The next question is whether, by the letter of 22 April 2008, the plaintiffs elected to proceed under clause 9.2.2. Earlier in these reasons I set out the terms of the letter. In my view the thrust of the letter was to put the defendant on notice that any further delay could result in the defendant being deprived of the benefit of the agreement. The letter did not amount to any election as to how the plaintiffs would proceed. That decision would necessarily be made after notice was given. Indeed, at the date of its sending, a third settlement date had been foreshadowed and was pending. Plainly, the agreement between the plaintiffs and defendant could still have been executed. As I have said, I consider that the essence of the letter was to give notice to the defendant that the plaintiff was considering and was perhaps on the verge of exercising its rights. If I am wrong, and the doctrine of election did apply, then it seems clear that the time at which an election would be irrevocable would not be earlier than the time of entry into an agreement to resell the “shares and units”.

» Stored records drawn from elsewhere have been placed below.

PR #6201, opened 2017-02-05
Merge pouchdb-find into the pouchdb repo

nolanlawson:
Work in progress. A few notes:

- I've preserved all Git commit history. It doesn't match our commit format, but credit where credit is due. :smiley: In the end I plan to make one single commit on top of all previous ones, or we can do a merge.
- `TYPE=find PLUGINS=pouchdb-find npm t` runs the pouchdb-find tests. `PLUGINS=pouchdb-find` is necessary to dynamically load the plugin itself after `pouchdb.js`; it's complicated because we made it so that `pouchdb.js` can be swapped out with env variables (e.g. for the webpack tests or perf comparisons). This `PLUGINS` trick can be re-used for `pouchdb-mapreduce` when it's moved out of core.
- Build scripts changed because `pouchdb-find` needs to build its own `dist/` folder. Other packages may want to use this eventually, e.g. `pouchdb-mapreduce` once it's split off from core
- `pouchdb-find`'s version will be bumped up to the same version scheme as pouchdb. This will be a major version bump, which makes sense because there is a breaking change – the `dist/` folder file has been renamed to `pouchdb.pouchdb-find.js` for consistency in the build script.

Biggest issue right now is that I can't get a working version of CouchDB master that will actually pass the tests. I considered using `pouchdb-server` because it passes the pouchdb-find tests, but unfortunately it doesn't pass the mapreduce tests, meaning we can't get proper coverage numbers. 

I'm thinking of fixing that mapreduce issue and using pouchdb-server, because for the life of me I can't find a working version of CouchDB 2 or CouchDB master. (Hard to build on Ubuntu, klaemo/docker version fails with "no DB shards could be opened"... I dunno.)


nolanlawson:
min+gz size for `pouchdb.pouchdb-find.js` has increased slightly from 17883 to 23212. Could probably be reduced with some aggressive bundling, but I think an extra 5KB is acceptable.

garrensmith:
If you still having the CouchDB docker issue. Use this sha for the docker image `sha256:6e80fd7797fdad6c6ebc0d94f8727174b33e3fb14691c7e0d7f1357fff535535` I know it works.

nolanlawson:
Yeah I saw what you did [here[(https://github.com/nolanlawson/pouchdb-find/blob/fa4d40100107cb26b4ab053c3b4c3a3158dbd879/bin/run-couch-master-on-travis.sh) but I'd prefer a solution that doesn't require sudo since we're using the Travis container arch here.

Tests are failing, seems I will need to solve the coverage problem because otherwise it's around 99%. I'll need to find a server that can run our full test suite. I'll keep digging and I'll try that docker image.

nolanlawson:
Hm, I've tried a few different options:

```
docker run -d -p 3000:5984 --name couchdb2 klaemo/couchdb@sha256:6e80fd7797fdad6c6ebc0d94f8727174b33e3fb14691c7e0d7f1357fff535535 --with-haproxy --with-admin-party-please -n 1
docker run -d -p 3001:5984 --name couchdb3 klaemo/couchdb@sha256:6e80fd7797fdad6c6ebc0d94f8727174b33e3fb14691c7e0d7f1357fff535535 --with-haproxy --with-admin-party-please
```

But I still get a failing test with `No DB shards could be opened.` I think I'll still have to go with pouchdb-server because that's at least something I know how to fix...

nolanlawson:
I'm moving ahead with pouchdb-server but unfortunately I'm blocked by https://github.com/pouchdb/express-pouchdb/pull/424 which is blocked by https://github.com/pouchdb/pouchdb/issues/6203

garrensmith:
@nolanlawson, I've just realised you are using the wrong docker image for CouchDB. You need to specify the dev image. The one you are using requires that you configure the node first. Try this rather:

`docker run -d -p 3000:5984 --name couchdb2 klaemo/couchdb:2.0-dev --with-haproxy --with-admin-party-please -n 1`

That is what we are using in Fauxton and it should work great.

garrensmith:
@nolanlawson I've spent the morning looking at this. It seems the issue is that we are deleting and recreating the same db and that is causing an issue. I've got a PR to fix this here #6206 

I've submitted as a PR so I can run the tests (here)[https://travis-ci.org/garrensmith/pouchdb/builds/198814639] to prove it works. The tests passed consistently locally. I did also change the docker instance to this:

`docker run -p 5984:5984 klaemo/couchdb:2.0-dev --with-admin-party --with-haproxy -n 1`

nolanlawson:
Excellent, looks like your fix is working for Node! As for Firefox and coverage, we can switch to pouchdb-server for that once pouchdb-server has all its necessary fixes in. (I would prefer to test CouchDB master _somewhere_ since otherwise we run the risk of pouchdb-find becoming incompatible with Mango.)

garrensmith:
That makes sense. Once we have merged this in I will take a look at the Firefox tests again. 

I turn to the question of mitigation of damages. At the outset I make the observation that I do not see the obligations on the plaintiffs in reselling the retirement village as comparable to those resting on a mortgagee in possession. As noted in AHR Constructions Pty Ltd v Maloney [1994] 1 Qd R 460 at 465 by Thomas J, where a vendor exercises the contractual right to sell, the defaulting purchaser has no proprietary right in need of protection. I doubt that anything turns on the difference in this case.
I consider that the plaintiffs have demonstrated that damages were mitigated. It may be accepted that the two valuations obtained in relation to the retirement village were no more than estimations of market value at particular times. However, the date of each valuation was proximate to the eventual sale date and the price achieved significantly exceeded the Egan valuation and exceeded the higher figure given in the Colliers’ valuation prior to rounding up. As Mr Duggan, for the plaintiffs, argued, the fact that the property was sold at a particular price at arms length to Masonic is some evidence of market value.
I might say that I do not accept that the later agreement was anything but one struck at arms length. There is no evidence which suggests otherwise. It is noteworthy that the price paid by Masonic was within a few per cent of the price which the defendant had agreed to pay. In my mind there is no significance in terms of market value in the fact that what was sold to Masonic was not the shares and units in the ownership structure, but was the real assets and associated rights. I do not consider it to be of consequence that, when Mr Horsell took steps to resell the retirement village, he did not seek the services of an agent specialising in the sale of that sort of asset and did not advertise the sale. What he did was exactly what he had done in late 2007 and in both instances those steps achieved contracts at prices above valuation.
Conclusion
The plaintiffs have proved their case. There will be judgment in the amount of $322,940 with costs.